● **Data records**
Issue #1216, opened 2023-07-01
Task percentage must be between 0% and 100%.


heyrandhir:
**Actual behavior:** The Task Percentage field accepts any numerical value and does not limit values to a maximum of 100%. 

**Expected behavior:** The Task Percentage field should only accept values from 0% to 100% and not allow percentages greater than 100% and only allow integer percentages.
  
**Reproduction steps:**
1. Open POSTMAN
2. Hit the PATCH call to `/tasks/:taskId` with the Request body having key percentCompleted with a value > 100 or < 0.

khalatevarun:
@heyrandhir i would like to work on this issue

PR #1269, opened 2023-07-12
feat: validate percentComplete value to be from 0 to 100

khalatevarun:
Fixes: 
#1216  

* Adds validation to percentCompleted param to accept value between 0 to 100
* Adds integration tests for the above case

### DIFF
--- a/controllers/tasks.js
+++ b/controllers/tasks.js
@@ -233,10 +233,8 @@ const updateTaskStatus = async (req, res, next) => {
     if (task.taskData.status === TASK_STATUS.VERIFIED || req.body.status === TASK_STATUS.MERGED)
       return res.boom.forbidden("Status cannot be updated. Please contact admin.");
 
-    if (task.taskData.status === TASK_STATUS.COMPLETED && req.body.percentCompleted < 100) {
-      if (req.body.status === TASK_STATUS.COMPLETED || !req.body.status) {
-        return res.boom.badRequest("Task percent can't be updated as status is COMPLETED");
-      }
+    if (task.taskData.status === TASK_STATUS.COMPLETED) {
+      return res.boom.badRequest("Task details can't be updated as it is COMPLETED");
     }
 
     if (req.body.status === TASK_STATUS.COMPLETED && task.taskData.percentCompleted !== 100) {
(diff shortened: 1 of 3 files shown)


test/integration/tasks.test.js
```diff
@@ -632,7 +668,32 @@ describe("Tasks", function () {
...
+        endsOn: 1234,
+        startedOn: 4567,
+        status: "COMPLETED",
+        percentCompleted: 100,
+        participants: [],
+        assignee: appOwner.username,
+        completionAward: { [DINERO]: 3, [NEELAM]: 300 },
+        lossRate: { [DINERO]: 1 },
+        isNoteworthy: true,
+      };
```
heyrandhir, line 687: can we move this to fixture.

controllers/tasks.js
```diff
@@ -233,10 +233,8 @@ const updateTaskStatus = async (req, res, next) => {
     if (task.taskData.status === TASK_STATUS.VERIFIED || req.body.status === TASK_STATUS.MERGED)
       return res.boom.forbidden("Status cannot be updated. Please contact admin.");
 
-    if (task.taskData.status === TASK_STATUS.COMPLETED && req.body.percentCompleted < 100) {
-      if (req.body.status === TASK_STATUS.COMPLETED || !req.body.status) {
-        return res.boom.badRequest("Task percentCompleted can't updated as status is COMPLETED");
-      }
```
heyrandhir, line 239: why are we removing this condition !

controllers/tasks.js
```diff
@@ -233,10 +233,8 @@ const updateTaskStatus = async (req, res, next) => {
...
+    if (task.taskData.status === TASK_STATUS.COMPLETED) {
+      return res.boom.badRequest("Task details can't be updated as it is marked as COMPLETED");
```
heyrandhir, line 237: we should only check this if the request body has status. Maybe we would like to change the `completionAward` or `startDate` or some other parameter. if in the request body we receive new status and the current status is completed then we shouldn't allow. Also please check with @ankushdharkar once that whether is there any state after completed. Maybe `released` might come after completed. In that case we must allow `released`. just check with Ankush once.

heyrandhir (changes requested):

controllers/tasks.js
khalatevarun: changes reverted as discussed

controllers/tasks.js
khalatevarun: changes reverted as discussed

test/integration/tasks.test.js
khalatevarun: this test case has been reverted

heyrandhir (approved):

prakashchoudhary07 (approved):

● **Problem to solve**
Restate the records word for word, leaving nothing out.

● **Written answer**
Issue #1216, opened 2023-07-01
Task percentage must be between 0% and 100%.


heyrandhir:
**Actual behavior:** The Task Percentage field accepts any numerical value and does not limit values to a maximum of 100%. 

**Expected behavior:** The Task Percentage field should only accept values from 0% to 100% and not allow percentages greater than 100% and only allow integer percentages.
  
**Reproduction steps:**
1. Open POSTMAN
2. Hit the PATCH call to `/tasks/:taskId` with the Request body having key percentCompleted with a value > 100 or < 0.

khalatevarun:
@heyrandhir i would like to work on this issue

PR #1269, opened 2023-07-12
feat: validate percentComplete value to be from 0 to 100

khalatevarun:
Fixes: 
#1216  

* Adds validation to percentCompleted param to accept value between 0 to 100
* Adds integration tests for the above case

### DIFF
--- a/controllers/tasks.js
+++ b/controllers/tasks.js
@@ -233,10 +233,8 @@ const updateTaskStatus = async (req, res, next) => {
     if (task.taskData.status === TASK_STATUS.VERIFIED || req.body.status === TASK_STATUS.MERGED)
       return res.boom.forbidden("Status cannot be updated. Please contact admin.");
 
-    if (task.taskData.status === TASK_STATUS.COMPLETED && req.body.percentCompleted < 100) {
-      if (req.body.status === TASK_STATUS.COMPLETED || !req.body.status) {
-        return res.boom.badRequest("Task percent can't be updated as status is COMPLETED");
-      }
+    if (task.taskData.status === TASK_STATUS.COMPLETED) {
+      return res.boom.badRequest("Task details can't be updated as it is COMPLETED");
     }
 
     if (req.body.status === TASK_STATUS.COMPLETED && task.taskData.percentCompleted !== 100) {
(diff shortened: 1 of 3 files shown)


test/integration/tasks.test.js
```diff
@@ -632,7 +668,32 @@ describe("Tasks", function () {
...
+        endsOn: 1234,
+        startedOn: 4567,
+        status: "COMPLETED",
+        percentCompleted: 100,
+        participants: [],
+        assignee: appOwner.username,
+        completionAward: { [DINERO]: 3, [NEELAM]: 300 },
+        lossRate: { [DINERO]: 1 },
+        isNoteworthy: true,
+      };
```
heyrandhir, line 687: can we move this to fixture.

controllers/tasks.js
```diff
@@ -233,10 +233,8 @@ const updateTaskStatus = async (req, res, next) => {
     if (task.taskData.status === TASK_STATUS.VERIFIED || req.body.status === TASK_STATUS.MERGED)
       return res.boom.forbidden("Status cannot be updated. Please contact admin.");
 
-    if (task.taskData.status === TASK_STATUS.COMPLETED && req.body.percentCompleted < 100) {
-      if (req.body.status === TASK_STATUS.COMPLETED || !req.body.status) {
-        return res.boom.badRequest("Task percentCompleted can't updated as status is COMPLETED");
-      }
```
heyrandhir, line 239: why are we removing this condition !

controllers/tasks.js
```diff
@@ -233,10 +233,8 @@ const updateTaskStatus = async (req, res, next) => {
...
+    if (task.taskData.status === TASK_STATUS.COMPLETED) {
+      return res.boom.badRequest("Task details can't be updated as it is marked as COMPLETED");
```
heyrandhir, line 237: we should only check this if the request body has status. Maybe we would like to change the `completionAward` or `startDate` or some other parameter. if in the request body we receive new status and the current status is completed then we shouldn't allow. Also please check with @ankushdharkar once that whether is there any state after completed. Maybe `released` might come after completed. In that case we must allow `released`. just check with Ankush once.

heyrandhir (changes requested):

controllers/tasks.js
khalatevarun: changes reverted as discussed

controllers/tasks.js
khalatevarun: changes reverted as discussed

test/integration/tasks.test.js
khalatevarun: this test case has been reverted

heyrandhir (approved):

prakashchoudhary07 (approved):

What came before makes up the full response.